Nothing should be left out. Give all the data again exactly as written.

» Entries taken from a collection
########
Issue #90, opened 2020-02-01
Failure on terraform 0.11.x


robinbowes:
The terraform_docs plugin is failing on terraform 0.11.x.

```
$ pre-commit run -a terraform_docs
Terraform docs...........................................................Failed
- hook id: terraform_docs
- exit code: 1
```

It's caused by a combination of `set -e` and this line:

```
hack_terraform_docs=$(terraform version | head -1 | grep -c 0.12)
```

This exits with error code 1 on terraform 0.11.x, and the `set -e` causes the script to exit.

Working on a fix...

robinbowes:
Fix in #91

PR #91, opened 2020-02-01
Fix for terraform 0.11.x

robinbowes:
Fix for #90 

Also includes a couple of bash lint fixes.


antonbabenko:
Terraform 0.11 is already history, so closing this one.

PS: It is probably already working if use the latest release.

PR #98, opened 2020-03-26
fix: Allow passing multiple args to terraform-docs

sergei-ivanov:
The `args` variable was mistakenly double-quoted in one of the recent commits, which made it impossible to pass multiple arguments to `terraform-docs`.
With this change it is possible to configure the hook like this:

```yaml
    hooks:
      - id: terraform_docs
        args:
          - '--args=document --indent 3'
```

### DIFF
--- a/terraform_docs.sh
+++ b/terraform_docs.sh
@@ -95,7 +95,8 @@ terraform_docs() {
     fi
 
     if [[ "$terraform_docs_awk_file" == "0" ]]; then
-      terraform-docs md "$args" ./ > "$tmp_file"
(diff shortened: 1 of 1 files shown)


eytanhanig:
I can confirm that your fix works for me.

@antonbabenko Any idea when we can expect to see this merged in?

antonbabenko:
Thanks @sergei-ivanov for the work and @eytanhanig for the verification and confirmation!

[v1.28.0](https://github.com/antonbabenko/pre-commit-terraform/releases/v1.28.0) has been just released.

PR #106, opened 2020-04-29
docs: Fixed the docs to use the latest config syntax

snolan-uturn:
Added the top-level repos map that was introduced in pre-commit 1.0.0.


rquadling:
PHPStorm was complaining about this missing. I thought it was me. Glad it wasn't.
########
» EXPECTED ANSWER
Issue #90, opened 2020-02-01
Failure on terraform 0.11.x


robinbowes:
The terraform_docs plugin is failing on terraform 0.11.x.

```
$ pre-commit run -a terraform_docs
Terraform docs...........................................................Failed
- hook id: terraform_docs
- exit code: 1
```

It's caused by a combination of `set -e` and this line:

```
hack_terraform_docs=$(terraform version | head -1 | grep -c 0.12)
```

This exits with error code 1 on terraform 0.11.x, and the `set -e` causes the script to exit.

Working on a fix...

robinbowes:
Fix in #91

PR #91, opened 2020-02-01
Fix for terraform 0.11.x

robinbowes:
Fix for #90 

Also includes a couple of bash lint fixes.


antonbabenko:
Terraform 0.11 is already history, so closing this one.

PS: It is probably already working if use the latest release.

PR #98, opened 2020-03-26
fix: Allow passing multiple args to terraform-docs

sergei-ivanov:
The `args` variable was mistakenly double-quoted in one of the recent commits, which made it impossible to pass multiple arguments to `terraform-docs`.
With this change it is possible to configure the hook like this:

```yaml
    hooks:
      - id: terraform_docs
        args:
          - '--args=document --indent 3'
```

### DIFF
--- a/terraform_docs.sh
+++ b/terraform_docs.sh
@@ -95,7 +95,8 @@ terraform_docs() {
     fi
 
     if [[ "$terraform_docs_awk_file" == "0" ]]; then
-      terraform-docs md "$args" ./ > "$tmp_file"
(diff shortened: 1 of 1 files shown)


eytanhanig:
I can confirm that your fix works for me.

@antonbabenko Any idea when we can expect to see this merged in?

antonbabenko:
Thanks @sergei-ivanov for the work and @eytanhanig for the verification and confirmation!

[v1.28.0](https://github.com/antonbabenko/pre-commit-terraform/releases/v1.28.0) has been just released.

PR #106, opened 2020-04-29
docs: Fixed the docs to use the latest config syntax

snolan-uturn:
Added the top-level repos map that was introduced in pre-commit 1.0.0.


rquadling:
PHPStorm was complaining about this missing. I thought it was me. Glad it wasn't.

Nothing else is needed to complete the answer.